### DATA SUPPLIED
PR #61, opened 2021-09-29
hal: wifi: add support of wifi subsystem for esp32c3

uLipe:
By adding wifi adapter and wpa_supplicant files.

Signed-off-by: Felipe Neves <felipe.neves@espressif.com>

### DIFF
--- a/components/esp_timer/src/esp_timer.c
+++ b/components/esp_timer/src/esp_timer.c
@@ -43,16 +43,12 @@ LOG_MODULE_REGISTER(LOG_MODULE_NAME);
 
 
 #if CONFIG_IDF_TARGET_ESP32
-#include "esp32/rom/ets_sys.h"
 #include "esp32/rtc.h"
 #elif CONFIG_IDF_TARGET_ESP32S2
-#include "esp32s2/rom/ets_sys.h"
 #include "esp32s2/rtc.h"
 #elif CONFIG_IDF_TARGET_ESP32S3
-#include "esp32s3/rom/ets_sys.h"
 #include "esp32s3/rtc.h"
 #elif CONFIG_IDF_TARGET_ESP32C3
-#include "esp32c3/rom/ets_sys.h"
 #include "esp32c3/rtc.h"
 #endif
 
--- a/components/esp_timer/src/esp_timer.c
+++ b/components/esp_timer/src/esp_timer.c
@@ -11,8 +11,6 @@
 // WITHOUT WARRANTIES OR CONDITIONS OF ANY KIND, either express or implied.
 // See the License for the specific language governing permissions and
 // limitations under the License.
-
-#include <zephyr.h>
 #include <sys/param.h>
 #include <string.h>
 #include "soc/soc.h"
@@ -34,6 +32,8 @@
 #include "esp_timer_impl.h"
 #include "sdkconfig.h"
 
+#include <zephyr.h>
+
 #include "esp_private/startup_internal.h"
 #include "esp_private/esp_timer_private.h"
 #include "esp_private/system_internal.h"
@@ -43,12 +43,16 @@ LOG_MODULE_REGISTER(LOG_MODULE_NAME);
 
 
 #if CONFIG_IDF_TARGET_ESP32
+#include "esp32/rom/ets_sys.h"
 #include "esp32/rtc.h"
 #elif CONFIG_IDF_TARGET_ESP32S2
+#include "esp32s2/rom/ets_sys.h"
 #include "esp32s2/rtc.h"
 #elif CONFIG_IDF_TARGET_ESP32S3
+#include "esp32s3/rom/ets_sys.h"
 #include "esp32s3/rtc.h"
 #elif CONFIG_IDF_TARGET_ESP32C3
+#include "esp32c3/rom/ets_sys.h"
 #include "esp32c3/rtc.h"
 #endif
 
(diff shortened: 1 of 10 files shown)


uLipe:
@sylvioalves @glaubermaroto PTAL

zephyr/esp32c3/src/bt/esp_bt_adapter.c
```diff
@@ -31,7 +31,7 @@
 #include <zephyr.h>
 #include <sys/printk.h>
 #include <random/rand32.h>
-#include <drivers/interrupt_controller/intc_esp32c3.h>
+//#include <drivers/interrupt_controller/intc_esp32c3.h>
```
glaubermaroto, line 34: please, remove the commented line.

components/esp_timer/src/esp_timer.c
```diff
@@ -43,12 +43,16 @@ LOG_MODULE_REGISTER(LOG_MODULE_NAME);
...
+#include "esp32/rom/ets_sys.h"
 #include "esp32/rtc.h"
 #elif CONFIG_IDF_TARGET_ESP32S2
+#include "esp32s2/rom/ets_sys.h"
 #include "esp32s2/rtc.h"
 #elif CONFIG_IDF_TARGET_ESP32S3
+#include "esp32s3/rom/ets_sys.h"
 #include "esp32s3/rtc.h"
 #elif CONFIG_IDF_TARGET_ESP32C3
+#include "esp32c3/rom/ets_sys.h"
```
glaubermaroto, line 55: Is it necessary to include the same header to the other SoCs (aside esp32c3)? If so, why?

zephyr/esp32c3/src/common/esp_read_mac.c
```diff
@@ -0,0 +1,35 @@
...
+ * Copyright (c) 2021 Espressif Systems (Shanghai) Co., Ltd.
+ *
+ * SPDX-License-Identifier: Apache-2.0
+ */
+
+#include "esp_system.h"
+#include <rom/efuse.h>
+#include <zephyr.h>
+
+esp_err_t esp_read_mac(uint8_t *mac, esp_mac_type_t type)
```
glaubermaroto, line 11: For both esp32 and esp32s2, this functon is currently defined under `zephyr/esp_shared/src/common/esp_system_api.c`. Should we make the same for esp32c3?

uLipe: It is a bit different in the C3, I have plans of make this function common for it as well but in a later MR :)

components/esp_timer/src/esp_timer.c
uLipe: For C3 is necessary, for the others I just placed them just to keep the consistency.

zephyr/esp32c3/CMakeLists.txt
```diff
@@ -60,6 +67,10 @@ if(CONFIG_SOC_ESP32C3)
 
   zephyr_sources(
     ../../components/soc/esp32c3/gpio_periph.c
+    ../../components/esp_timer/src/ets_timer_legacy.c
+    ../../components/esp32c3/clk.c
```
sylvioalves, line 71: This file has been updated. Can you rebase with latest version and test if it still works?

components/esp_timer/src/esp_timer.c
glaubermaroto: If it is not necessary for the other SoCs, I suggest you consider not including it, otherwise, it may clutter the PR's history.

When another SoC needs this header, it can include in its own context. Does that make sense?

zephyr/esp32c3/src/common/esp_read_mac.c
glaubermaroto: Alternatively, you could consider unifying this function call in this same PR but in another commit, as done here:

https://github.com/zephyrproject-rtos/hal_espressif/pull/60/commits/9fcbf539faeee1220f57f56c82eda893f12912c6#diff-d3ff68eb35224ac623662cbaf1b15b2ca3d8131bc799c49b8c1550069ba79d3c

components/esp_timer/src/esp_timer.c
sylvioalves: Let me give my 5 cents in here: `esp32XX/rom/ets_sys.h` is not necessary at all. I think you can remove all entries in `esp_timer.c` regarding `ets_sys.h`. Can you re-check this?

zephyr/esp32c3/src/common/esp_read_mac.c
uLipe: I considered but it will take more time than just drop esp32c3 definitions, even the EFUSE addresses are not properly documented. I really prefer to do this in a separate PR later.

zephyr/esp32c3/src/bt/esp_bt_adapter.c
```diff
@@ -31,7 +31,6 @@
 #include <zephyr.h>
 #include <sys/printk.h>
 #include <random/rand32.h>
-#include <drivers/interrupt_controller/intc_esp32c3.h>
```
sylvioalves, line 34: OK, you removed it from here so that BT uses direct interrupt calls (as in WiFi), right?  
This could be a separate commit in this MR (touching BT stuff).

sylvioalves:
LGTM

zephyr/esp32c3/src/bt/esp_bt_adapter.c
uLipe: Yes, it will be added back when interrupt allocator gets merged.

sylvioalves (approved):

PR #80, opened 2021-11-17
hal: soc: esp32: cmake clean-up

glaubermaroto:
removes references to inexistent include directories.


sylvioalves (approved):
Have you tested against all samples?

glaubermaroto:
> Have you tested against all samples?

I've tested against hello_world, philosophers, WDT, counter (alarm), SPIRAM, and Wifi sample codes

PR #84, opened 2021-12-03
gpio: add rtc_io interface

sylvioalves:
This enables handling pins properly as some
gpios are configured over RTC registers.


sylvioalves:
@uLipe @glaubermaroto PTAL. ESP32-C3 does not need the patch.

uLipe (approved):

PR #85, opened 2022-01-06
flash: flash encryption support

sylvioalves:


components/spi_flash/esp32/flash_ops_esp32.c
```diff
@@ -81,7 +81,10 @@ esp_rom_spiflash_result_t IRAM_ATTR spi_flash_write_encrypted_chip(size_t dest_a
             break;
         }
     }
+#if defined(__ZEPHYR__)
+    memset(encrypt_buf, 0, sizeof(encrypt_buf));
+#else
     bzero(encrypt_buf, sizeof(encrypt_buf));
```
chrta, line 87: FYI (from "man bzero"):

> The bzero() function is deprecated (marked as LEGACY in POSIX.1-2001); use memset(3) in new programs.  POSIX.1-2008 removes the specification of bzero().  The bzero() function first appeared in 4.3BSD.

So it would be probably be also an option to remove bzero usage upstream (in esp-idf). See also https://github.com/espressif/esp-idf/issues/5095

uLipe (approved):

PR #86, opened 2022-01-08
uart: add signal sources map

sylvioalves:
This clears UART driver from keeping routing
signals hardcode in uart driver


glaubermaroto (approved):

sylvioalves:
@uLipe PTAL

uLipe (approved):

PR #93, opened 2022-02-22
pinctrl: script & pin states update

glaubermaroto:


dts/espressif/32s2/pinctrl.yaml
```diff
@@ -1,78 +1,111 @@
...
   sda:
     func: [in, out_high]
-    gpio: [[0, 21], [26, 45]]
     sigi: i2cext0_sda_in
     sigo: i2cext0_sda_out
-    outm: open_drain
+    gpio:
+      g0:
+        pins: [[0, 21], [26, 45]]
+        outm: open_drain
```
sylvioalves, line 85: Is is required to add pull-up option in I2C pins as well?

dts/espressif/32s2/esp32s2-pinctrl.dtsi
```diff
@@ -3147,7 +3147,6 @@
 
 			uart0_rx_gpio46: uart0_rx_gpio46 {
 				pinmux = <ESP32_PINMUX(46, ESP_U0RXD_IN, ESP_NOSIG)>;
-				bias-pull-up;
```
sylvioalves, line 3150: I know GPIO46 is input-only. Where is it written it has no PU support?

glaubermaroto: Here, it is not really about pull-up support on GPIO46 but rather that this pin is fixed to pull-down as per ESP32-S2's online documentation (check first note in [this section](https://docs.espressif.com/projects/esp-idf/en/latest/esp32s2/api-reference/peripherals/gpio.html#overview)).

sylvioalves (approved):

uLipe (approved):

PR #972, opened 2025-02-05
Add default import `url` on `EditEgg`

RMartinOscar:


app/Filament/Components/Actions/ImportEggAction.php
```diff
@@ -46,6 +47,7 @@ protected function setUp(): void
                             TextInput::make('url')
                                 ->label('URL')
                                 ->hint('This URL should point to a single json file')
+                                ->default(fn (Egg $egg) => $egg->update_url)
```
Boy132, line 50: Egg can be null.

```suggestion
                                ->default(fn (Egg $egg) => $egg?->update_url)
```

Boy132 (changes requested):

app/Filament/Components/Actions/ImportEggAction.php
RMartinOscar: As i said in CI, it doesn't bring any error should i nullsafe anyway ?

Boy132: Yes add it anyways, just to be sure.

RMartinOscar:
```php
:50    Using nullsafe property access on non-nullable type App\Models\Egg. Use -> instead.  
         🪪  nullsafe.neverNull
```

Boy132 (approved):

PR #975, opened 2025-02-07
Fix `OAuthProvider` & Add `ColorPicker` for `Authentik`

RMartinOscar:
- [x] Fix 500 Driver [XXXXX] not supported.
- [x] Fix Authentik getting Steam client_secret
- [x] Add ColorPicker for Authentik
image
- [ ] `Make a button on Login that links to an other page if we have to many enabled providers` Or `collapse them somehow`
image

Tested all providers beside Linkedin & Gitlab.


app/Extensions/OAuth/Providers/CommonProvider.php
```diff
@@ -4,7 +4,7 @@
 
 final class CommonProvider extends OAuthProvider
 {
-    protected function __construct(private string $id, private ?string $providerClass, private ?string $icon, private ?string $hexColor)
```
Boy132, line 7: Don't remove the `$providerClass` as parameter.

database/testing.sqlite-journal
Boy132, line 1: Remove journal file.

Boy132 (changes requested):

app/Extensions/OAuth/Providers/CommonProvider.php
RMartinOscar: Why, its always null so i thought i'd get rid of it.

Boy132 (approved):

PR #982, opened 2025-02-07
feat: Adds Azure AD/Entra ID as an OAuth provider

cyberdev-tech:
Gives the user the ability to add Entra ID as an OAuth provider to allow simpler collaboration when working in teams.

Display name is changeable due to the fact that people call Entra ID different things due to their name change and use cases. Some call it Azure Active Directory (old name) and some call it Entra ID or just Microsoft.


lancepioch:
This should be implemented as a plugin in the future, thank you for your contribution.

PR #993, opened 2025-02-10
fix(docker): enable multi-arch builds

QuintenQVD0:
## Changes & Explanation  

- Since building PHP on QEMU is very slow, we use `build-php-base` to create ARM64 and AMD64 base images on their respective native runners for faster builds.  
- These images are then exported as workflow artifacts.  

- In `build-and-push`, the two artifacts are downloaded, tagged, and pushed to a temporary registry (explained below).  

For some reason, even though the images appear in `docker images`, they cannot be used directly ([see issue](https://github.com/docker/build-push-action/issues/1176)). The only way to use them is to push them to a temporary registry running on port `5000`. Because of this, Docker Buildx must be started in `host` mode, otherwise, it cannot access the registry on that port.  

- This change reduces the first uncached workflow run to about **10 minutes**, and subsequent runs to approximately **3 minutes**.

afbeelding


parkervcp (approved):
LGTM. I hate that this is needed but what can we do beyond that?

RMartinOscar (approved):

PR #995, opened 2025-02-10
Fix incorrect `Allocation` permission in Node's `AllocationsRelationManager`

RMartinOscar:
https://github.com/pelican-dev/panel/blob/cba4cf11aa25b0fbd64e3985634bb2878f8dd332/app/Filament/Admin/Resources/NodeResource/RelationManagers/AllocationsRelationManager.php#L110


Boy132:
We don't use role permissions for allocations.
If you can update a node you can create/ update allocations.

RMartinOscar:
Then why is there a delete allocation permission on BulkdeleteAction of The node's AllocationRelationManager ?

### PROBLEM TO WORK ON
If a line in the records has the word "memset", copy that line.

### EXERCISE SOLUTION
+    memset(encrypt_buf, 0, sizeof(encrypt_buf));
> The bzero() function is deprecated (marked as LEGACY in POSIX.1-2001); use memset(3) in new programs.  POSIX.1-2008 removes the specification of bzero().  The bzero() function first appeared in 4.3BSD.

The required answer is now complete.